* **Work order**: Every record below must come back exactly as given.

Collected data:
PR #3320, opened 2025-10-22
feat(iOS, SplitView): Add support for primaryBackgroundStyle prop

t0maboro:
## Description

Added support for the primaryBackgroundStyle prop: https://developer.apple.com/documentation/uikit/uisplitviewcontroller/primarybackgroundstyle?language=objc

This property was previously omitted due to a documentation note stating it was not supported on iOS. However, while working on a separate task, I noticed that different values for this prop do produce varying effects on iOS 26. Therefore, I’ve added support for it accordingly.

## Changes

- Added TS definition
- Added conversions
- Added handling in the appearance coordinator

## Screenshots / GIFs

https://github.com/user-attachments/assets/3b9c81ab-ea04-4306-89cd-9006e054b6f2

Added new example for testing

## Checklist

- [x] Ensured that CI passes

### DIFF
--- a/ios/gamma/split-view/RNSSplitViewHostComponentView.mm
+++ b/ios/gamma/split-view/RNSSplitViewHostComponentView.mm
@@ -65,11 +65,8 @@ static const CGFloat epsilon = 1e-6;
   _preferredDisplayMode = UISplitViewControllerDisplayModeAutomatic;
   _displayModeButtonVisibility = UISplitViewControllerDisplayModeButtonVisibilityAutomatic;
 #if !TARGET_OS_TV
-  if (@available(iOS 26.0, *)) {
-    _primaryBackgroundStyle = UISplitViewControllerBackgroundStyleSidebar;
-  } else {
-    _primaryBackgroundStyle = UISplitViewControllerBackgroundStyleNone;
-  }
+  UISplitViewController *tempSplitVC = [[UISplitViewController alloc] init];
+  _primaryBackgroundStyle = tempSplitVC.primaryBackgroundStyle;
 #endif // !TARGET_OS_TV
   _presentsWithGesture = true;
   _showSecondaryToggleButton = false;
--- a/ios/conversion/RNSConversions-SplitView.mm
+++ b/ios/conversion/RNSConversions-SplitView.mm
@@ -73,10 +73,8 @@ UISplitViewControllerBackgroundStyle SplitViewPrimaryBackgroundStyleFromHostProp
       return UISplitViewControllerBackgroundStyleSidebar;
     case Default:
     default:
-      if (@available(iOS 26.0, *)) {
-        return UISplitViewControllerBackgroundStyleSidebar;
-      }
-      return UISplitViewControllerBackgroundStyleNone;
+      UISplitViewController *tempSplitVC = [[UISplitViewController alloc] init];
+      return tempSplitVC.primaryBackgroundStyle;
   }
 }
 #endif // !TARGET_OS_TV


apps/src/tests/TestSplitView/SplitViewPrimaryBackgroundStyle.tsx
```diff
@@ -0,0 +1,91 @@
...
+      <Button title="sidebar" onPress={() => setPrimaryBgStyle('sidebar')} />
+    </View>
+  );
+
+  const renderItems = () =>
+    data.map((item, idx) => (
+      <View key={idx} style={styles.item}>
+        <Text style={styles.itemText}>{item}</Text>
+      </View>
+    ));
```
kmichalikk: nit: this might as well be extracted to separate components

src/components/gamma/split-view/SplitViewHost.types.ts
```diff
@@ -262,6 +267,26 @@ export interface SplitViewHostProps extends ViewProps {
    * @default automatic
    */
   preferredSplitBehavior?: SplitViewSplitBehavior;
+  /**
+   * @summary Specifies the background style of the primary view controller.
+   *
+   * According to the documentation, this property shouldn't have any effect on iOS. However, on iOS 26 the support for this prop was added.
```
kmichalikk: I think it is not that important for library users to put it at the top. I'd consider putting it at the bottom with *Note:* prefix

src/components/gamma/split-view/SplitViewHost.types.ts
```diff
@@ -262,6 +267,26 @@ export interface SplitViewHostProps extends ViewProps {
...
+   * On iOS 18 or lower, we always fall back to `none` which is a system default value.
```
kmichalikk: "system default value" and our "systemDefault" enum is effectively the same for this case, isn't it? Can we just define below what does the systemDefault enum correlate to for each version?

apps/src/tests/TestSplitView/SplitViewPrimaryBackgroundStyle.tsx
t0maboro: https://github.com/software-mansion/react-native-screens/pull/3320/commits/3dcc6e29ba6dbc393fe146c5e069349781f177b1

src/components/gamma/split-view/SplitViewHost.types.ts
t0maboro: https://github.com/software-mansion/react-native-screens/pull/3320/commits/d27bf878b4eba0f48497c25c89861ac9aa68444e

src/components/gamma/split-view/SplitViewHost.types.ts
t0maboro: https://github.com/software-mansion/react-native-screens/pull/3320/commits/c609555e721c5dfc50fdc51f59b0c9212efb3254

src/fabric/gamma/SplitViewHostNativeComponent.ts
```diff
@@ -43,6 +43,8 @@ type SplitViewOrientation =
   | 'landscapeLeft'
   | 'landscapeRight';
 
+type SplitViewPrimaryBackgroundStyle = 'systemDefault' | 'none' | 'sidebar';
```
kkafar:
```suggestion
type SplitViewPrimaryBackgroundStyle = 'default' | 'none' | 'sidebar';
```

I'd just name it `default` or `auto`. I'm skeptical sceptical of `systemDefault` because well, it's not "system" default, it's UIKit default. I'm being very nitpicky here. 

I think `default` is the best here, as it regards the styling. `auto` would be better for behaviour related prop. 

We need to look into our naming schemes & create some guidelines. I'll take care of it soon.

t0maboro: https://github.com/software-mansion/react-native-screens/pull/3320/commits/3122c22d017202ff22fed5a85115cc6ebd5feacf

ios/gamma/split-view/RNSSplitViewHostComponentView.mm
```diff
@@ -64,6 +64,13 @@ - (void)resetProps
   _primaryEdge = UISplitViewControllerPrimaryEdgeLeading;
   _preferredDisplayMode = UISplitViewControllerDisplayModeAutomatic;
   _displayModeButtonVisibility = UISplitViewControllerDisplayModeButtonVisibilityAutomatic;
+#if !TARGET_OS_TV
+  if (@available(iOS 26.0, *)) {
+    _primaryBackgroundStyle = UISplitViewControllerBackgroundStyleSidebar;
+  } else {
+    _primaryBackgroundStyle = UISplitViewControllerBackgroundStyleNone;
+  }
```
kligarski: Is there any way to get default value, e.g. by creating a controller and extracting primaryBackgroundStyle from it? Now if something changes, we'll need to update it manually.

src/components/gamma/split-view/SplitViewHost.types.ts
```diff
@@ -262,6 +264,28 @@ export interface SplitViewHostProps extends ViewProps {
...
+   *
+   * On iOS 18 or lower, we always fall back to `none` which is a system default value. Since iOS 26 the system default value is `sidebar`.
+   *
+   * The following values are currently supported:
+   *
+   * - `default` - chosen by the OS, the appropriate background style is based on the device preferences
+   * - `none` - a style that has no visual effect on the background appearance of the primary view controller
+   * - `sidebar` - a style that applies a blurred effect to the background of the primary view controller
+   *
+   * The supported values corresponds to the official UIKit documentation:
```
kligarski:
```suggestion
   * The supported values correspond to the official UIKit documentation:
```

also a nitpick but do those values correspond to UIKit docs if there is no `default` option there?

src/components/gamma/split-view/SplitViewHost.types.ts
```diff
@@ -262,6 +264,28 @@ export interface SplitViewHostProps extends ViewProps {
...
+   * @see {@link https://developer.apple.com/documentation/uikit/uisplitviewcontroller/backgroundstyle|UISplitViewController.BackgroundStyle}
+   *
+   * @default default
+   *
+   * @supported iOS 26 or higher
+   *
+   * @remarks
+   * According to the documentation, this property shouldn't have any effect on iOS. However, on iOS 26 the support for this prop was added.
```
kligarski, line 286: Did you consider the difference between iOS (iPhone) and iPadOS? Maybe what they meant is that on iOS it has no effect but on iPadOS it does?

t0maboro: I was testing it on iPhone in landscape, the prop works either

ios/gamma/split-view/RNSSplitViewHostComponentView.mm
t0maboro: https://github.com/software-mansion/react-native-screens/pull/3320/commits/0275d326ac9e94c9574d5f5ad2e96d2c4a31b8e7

* **Your solution**:
PR #3320, opened 2025-10-22
feat(iOS, SplitView): Add support for primaryBackgroundStyle prop

t0maboro:
## Description

Added support for the primaryBackgroundStyle prop: https://developer.apple.com/documentation/uikit/uisplitviewcontroller/primarybackgroundstyle?language=objc

This property was previously omitted due to a documentation note stating it was not supported on iOS. However, while working on a separate task, I noticed that different values for this prop do produce varying effects on iOS 26. Therefore, I’ve added support for it accordingly.

## Changes

- Added TS definition
- Added conversions
- Added handling in the appearance coordinator

## Screenshots / GIFs

https://github.com/user-attachments/assets/3b9c81ab-ea04-4306-89cd-9006e054b6f2

Added new example for testing

## Checklist

- [x] Ensured that CI passes

### DIFF
--- a/ios/gamma/split-view/RNSSplitViewHostComponentView.mm
+++ b/ios/gamma/split-view/RNSSplitViewHostComponentView.mm
@@ -65,11 +65,8 @@ static const CGFloat epsilon = 1e-6;
   _preferredDisplayMode = UISplitViewControllerDisplayModeAutomatic;
   _displayModeButtonVisibility = UISplitViewControllerDisplayModeButtonVisibilityAutomatic;
 #if !TARGET_OS_TV
-  if (@available(iOS 26.0, *)) {
-    _primaryBackgroundStyle = UISplitViewControllerBackgroundStyleSidebar;
-  } else {
-    _primaryBackgroundStyle = UISplitViewControllerBackgroundStyleNone;
-  }
+  UISplitViewController *tempSplitVC = [[UISplitViewController alloc] init];
+  _primaryBackgroundStyle = tempSplitVC.primaryBackgroundStyle;
 #endif // !TARGET_OS_TV
   _presentsWithGesture = true;
   _showSecondaryToggleButton = false;
--- a/ios/conversion/RNSConversions-SplitView.mm
+++ b/ios/conversion/RNSConversions-SplitView.mm
@@ -73,10 +73,8 @@ UISplitViewControllerBackgroundStyle SplitViewPrimaryBackgroundStyleFromHostProp
       return UISplitViewControllerBackgroundStyleSidebar;
     case Default:
     default:
-      if (@available(iOS 26.0, *)) {
-        return UISplitViewControllerBackgroundStyleSidebar;
-      }
-      return UISplitViewControllerBackgroundStyleNone;
+      UISplitViewController *tempSplitVC = [[UISplitViewController alloc] init];
+      return tempSplitVC.primaryBackgroundStyle;
   }
 }
 #endif // !TARGET_OS_TV


apps/src/tests/TestSplitView/SplitViewPrimaryBackgroundStyle.tsx
```diff
@@ -0,0 +1,91 @@
...
+      <Button title="sidebar" onPress={() => setPrimaryBgStyle('sidebar')} />
+    </View>
+  );
+
+  const renderItems = () =>
+    data.map((item, idx) => (
+      <View key={idx} style={styles.item}>
+        <Text style={styles.itemText}>{item}</Text>
+      </View>
+    ));
```
kmichalikk: nit: this might as well be extracted to separate components

src/components/gamma/split-view/SplitViewHost.types.ts
```diff
@@ -262,6 +267,26 @@ export interface SplitViewHostProps extends ViewProps {
    * @default automatic
    */
   preferredSplitBehavior?: SplitViewSplitBehavior;
+  /**
+   * @summary Specifies the background style of the primary view controller.
+   *
+   * According to the documentation, this property shouldn't have any effect on iOS. However, on iOS 26 the support for this prop was added.
```
kmichalikk: I think it is not that important for library users to put it at the top. I'd consider putting it at the bottom with *Note:* prefix

src/components/gamma/split-view/SplitViewHost.types.ts
```diff
@@ -262,6 +267,26 @@ export interface SplitViewHostProps extends ViewProps {
...
+   * On iOS 18 or lower, we always fall back to `none` which is a system default value.
```
kmichalikk: "system default value" and our "systemDefault" enum is effectively the same for this case, isn't it? Can we just define below what does the systemDefault enum correlate to for each version?

apps/src/tests/TestSplitView/SplitViewPrimaryBackgroundStyle.tsx
t0maboro: https://github.com/software-mansion/react-native-screens/pull/3320/commits/3dcc6e29ba6dbc393fe146c5e069349781f177b1

src/components/gamma/split-view/SplitViewHost.types.ts
t0maboro: https://github.com/software-mansion/react-native-screens/pull/3320/commits/d27bf878b4eba0f48497c25c89861ac9aa68444e

src/components/gamma/split-view/SplitViewHost.types.ts
t0maboro: https://github.com/software-mansion/react-native-screens/pull/3320/commits/c609555e721c5dfc50fdc51f59b0c9212efb3254

src/fabric/gamma/SplitViewHostNativeComponent.ts
```diff
@@ -43,6 +43,8 @@ type SplitViewOrientation =
   | 'landscapeLeft'
   | 'landscapeRight';
 
+type SplitViewPrimaryBackgroundStyle = 'systemDefault' | 'none' | 'sidebar';
```
kkafar:
```suggestion
type SplitViewPrimaryBackgroundStyle = 'default' | 'none' | 'sidebar';
```

I'd just name it `default` or `auto`. I'm skeptical sceptical of `systemDefault` because well, it's not "system" default, it's UIKit default. I'm being very nitpicky here. 

I think `default` is the best here, as it regards the styling. `auto` would be better for behaviour related prop. 

We need to look into our naming schemes & create some guidelines. I'll take care of it soon.

t0maboro: https://github.com/software-mansion/react-native-screens/pull/3320/commits/3122c22d017202ff22fed5a85115cc6ebd5feacf

ios/gamma/split-view/RNSSplitViewHostComponentView.mm
```diff
@@ -64,6 +64,13 @@ - (void)resetProps
   _primaryEdge = UISplitViewControllerPrimaryEdgeLeading;
   _preferredDisplayMode = UISplitViewControllerDisplayModeAutomatic;
   _displayModeButtonVisibility = UISplitViewControllerDisplayModeButtonVisibilityAutomatic;
+#if !TARGET_OS_TV
+  if (@available(iOS 26.0, *)) {
+    _primaryBackgroundStyle = UISplitViewControllerBackgroundStyleSidebar;
+  } else {
+    _primaryBackgroundStyle = UISplitViewControllerBackgroundStyleNone;
+  }
```
kligarski: Is there any way to get default value, e.g. by creating a controller and extracting primaryBackgroundStyle from it? Now if something changes, we'll need to update it manually.

src/components/gamma/split-view/SplitViewHost.types.ts
```diff
@@ -262,6 +264,28 @@ export interface SplitViewHostProps extends ViewProps {
...
+   *
+   * On iOS 18 or lower, we always fall back to `none` which is a system default value. Since iOS 26 the system default value is `sidebar`.
+   *
+   * The following values are currently supported:
+   *
+   * - `default` - chosen by the OS, the appropriate background style is based on the device preferences
+   * - `none` - a style that has no visual effect on the background appearance of the primary view controller
+   * - `sidebar` - a style that applies a blurred effect to the background of the primary view controller
+   *
+   * The supported values corresponds to the official UIKit documentation:
```
kligarski:
```suggestion
   * The supported values correspond to the official UIKit documentation:
```

also a nitpick but do those values correspond to UIKit docs if there is no `default` option there?

src/components/gamma/split-view/SplitViewHost.types.ts
```diff
@@ -262,6 +264,28 @@ export interface SplitViewHostProps extends ViewProps {
...
+   * @see {@link https://developer.apple.com/documentation/uikit/uisplitviewcontroller/backgroundstyle|UISplitViewController.BackgroundStyle}
+   *
+   * @default default
+   *
+   * @supported iOS 26 or higher
+   *
+   * @remarks
+   * According to the documentation, this property shouldn't have any effect on iOS. However, on iOS 26 the support for this prop was added.
```
kligarski, line 286: Did you consider the difference between iOS (iPhone) and iPadOS? Maybe what they meant is that on iOS it has no effect but on iPadOS it does?

t0maboro: I was testing it on iPhone in landscape, the prop works either

ios/gamma/split-view/RNSSplitViewHostComponentView.mm
t0maboro: https://github.com/software-mansion/react-native-screens/pull/3320/commits/0275d326ac9e94c9574d5f5ad2e96d2c4a31b8e7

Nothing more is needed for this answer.